悪い慰め

感傷癖から抜け出すためのレッスン

日記5/7~10

5/7

連休明け、想像した以上に辛い。ただ幸いなことにいい加減な職場のため、ぼんやりしたままやらなければならない仕事を先延ばしにしていたら、時間が経ってしまっていた。
仕事中に田中英光オリンポスの果実」をちょこっと読んだりもする。独特な語り口でおもしろい。読んだのは西村賢太の解説が載っている中公文庫版だったのだけど、これも良い。田中英光を熱心に読んでいたときのことは小説にもなっているらしい。

それにしても、今日は寒かった。今日から肌着の種類を変えたせいかも。曇ったり雨が降ったりしていたし、風も吹いていた。
そのことは誰にも話さなかった。そういうことはとても多い。誰にも話さなかったことばかりある。恥ずかしいからとか、疚しいから話さなかったというわけではなく、さして重要ではないと思ったから話さなかったのであって、そういったことはすぐに忘れてしまう。
日記を書くとき、さして重要ではない一日のうち、比較的重要そうなことを書いているのだと、たぶん、思うのだけど、重要でないわたしの生活のうちで重要なことを掬い上げようという志向があるのだとすれば、わたしがわたしの生活を重要でないというときのその「重要でない」という言葉は否定的なニュアンスを帯びるかもしれない。
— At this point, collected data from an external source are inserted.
PR #1280, opened 2025-01-01
perf(merkle): optimize Poseidon hash using direct hades_permutation

### LINKED ISSUE #1268: Reduce the number of permutations in merkle tree leave hashing
In the [poseidon hasher](https://github.com/OpenZeppelin/cairo-contracts/blob/8a4f0919af94664f62f424c6d8b696d461b000a2/packages/merkle_tree/src/hashes.cairo#L35) we can use `h(x,y)=hades(x,y,2)`, which is 1 permutation less compared to `state.update(x).update(y).finalize()`, since the latter [adds a permutation](https://github.com/starkware-libs/cairo/blob/a2b9dddeb3212c8d529538454745b27d7a34a6cd/corelib/src/poseidon.cairo#L85) whenever we transition from odd --> even # of arguments (so only one so far) + another one for finalization.

0x471:
Fixes #1268 

#### PR Checklist

- [ ] Tests
- [ ] Documentation

### DIFF
--- a/packages/merkle_tree/src/hashes.cairo
+++ b/packages/merkle_tree/src/hashes.cairo
@@ -5,6 +5,7 @@ use core::hash::HashStateTrait;
 use core::pedersen::PedersenTrait;
 use core::poseidon::PoseidonTrait;
 use core::traits::PartialOrd;
+use core::poseidon::hades_permutation;
 
 /// Computes a commutative hash of a sorted pair of felt252 values.
 ///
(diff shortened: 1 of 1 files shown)


packages/merkle_tree/src/hashes.cairo
```diff
@@ -33,14 +34,15 @@ pub impl PedersenCHasher of CommutativeHasher {
 
 /// Computes the Poseidon commutative hash of a sorted pair of felt252 values.
 pub impl PoseidonCHasher of CommutativeHasher {
-    /// Computes the Poseidon hash of the concatenation of two values, sorting the pair first.
+    /// Computes the Poseidon hash by directly using hades_permutation with the two values
```
ericnordelo, line 37:
```suggestion
    /// Computes the Poseidon hash of two values, sorting the pair first.
```

ericnordelo (commented):
Hey, the update looks good. You need to run `scarb fmt -w` for the linter, and some tests need to be fixed as well, which can be more time-consuming. Note that when the PR is ready, it still may take some time to get merged, since we also need to update https://github.com/ericnordelo/strk-merkle-tree to make it compatible with the new format.

0x471:
Thanks for the review, @ericnordelo . Feel free to ping me once the other dependencies are ready. I’d be happy to finalize and prepare it for merge.

PR #1283, opened 2025-01-02
Fix permit hash

andrew-fleming:
And to compare with hash output from starknetjs: https://gist.github.com/andrew-fleming/5b9fa7f1a1d7158d56292cd3f8ac0fef


ericnordelo (approved):
Good catch @andrew-fleming!

PR #1288, opened 2025-01-09
comment where "SCR5

Dahka2321:
This PR fixes a typo in the comment where "SCR5" is incorrectly written instead of "SRC5" (Starknet Request for Comments 5).

The comment contains a transposition error in the acronym. SRC5 is the correct abbreviation for "Starknet Request for Comments 5", which is the standard specification. This change ensures consistency with the official documentation and other references to this standard throughout the codebase.


ericnordelo (approved):
Good catch!

PR #1293, opened 2025-01-10
Trace lookup minor optimization

immrsd:
Makes a minor optimization to the lookup logic of the `Trace` struct


ericnordelo (approved):
LGTM! Great attention to details.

なにを書いているのかよくわからなくなってきてしまったけど、ミシェル・レリスとは違ってその日の日記はその日に書く派であるわたしにとって、内容はさておき、これくらいの量を書けば十分満足するし、明日も早いので寝ます。

良い睡眠。良い睡眠。

 

5/8

晴れ。
ゴールデンウィーク前にクリーンニングに出していた服が破けていたことに気づく。袋から出してしまっていたし、クリーニングのタグも外してしまっていたのでどうだろうかと思いつつ、電話をしてみると店舗にもってこいと言われたので仕事が終わってから持っていくと、クリーニングに出した時点ですでに破けていたという。特に破けていたという証拠があったわけではないのだけど、逆に反論するに足るものもなかったので、仕方ないと帰宅。
お風呂に入っていたときにはもうすっかり忘れていた。忘れてしまっていたことを思い出し、そんなすぐに忘れてしまうようなことにとらわれていらいらしたことを後悔する。


5/9

〈だが、不思議なもので、ある考え方が完璧に正しく真っ当だと頭でわかっていても、必ずしもそれを心から信じて実行に移すわけではない。だから私はあいかわらず自分の気分が世界の中心だと思っていて、そのせいでたびたび真夜中の居間の窓辺に独り立つことになる。ちがうのは、今の私はこう考えられることだ。−−いまに私も、自分の気分なんか世界の中心ではなくなると思える日がくるのだ、と。これは大きな慰めだ。〉
リディア・デイヴィス「自分の気分」(岸本佐知子訳)

〈大きな慰め〉
晴れ。
いそがしい一日。

 

5/10

従兄弟の子どもが遊びにくる。久しぶり。
ちょっと会わないとすぐに大きくなる。
気取った素ぶりでわたしが話しかけてもぷいっとしていたけど、しばらくすると飛んだり跳ねたりご機嫌な様子。
従兄弟の子くらいしか子どもと接することがないのだけど、会うたびに、全能感といえばいいのか無敵な振る舞いに羨ましくなる。

長谷川四郎『中国服のブレヒト』を少し読む。ブレヒト墨子を読む本。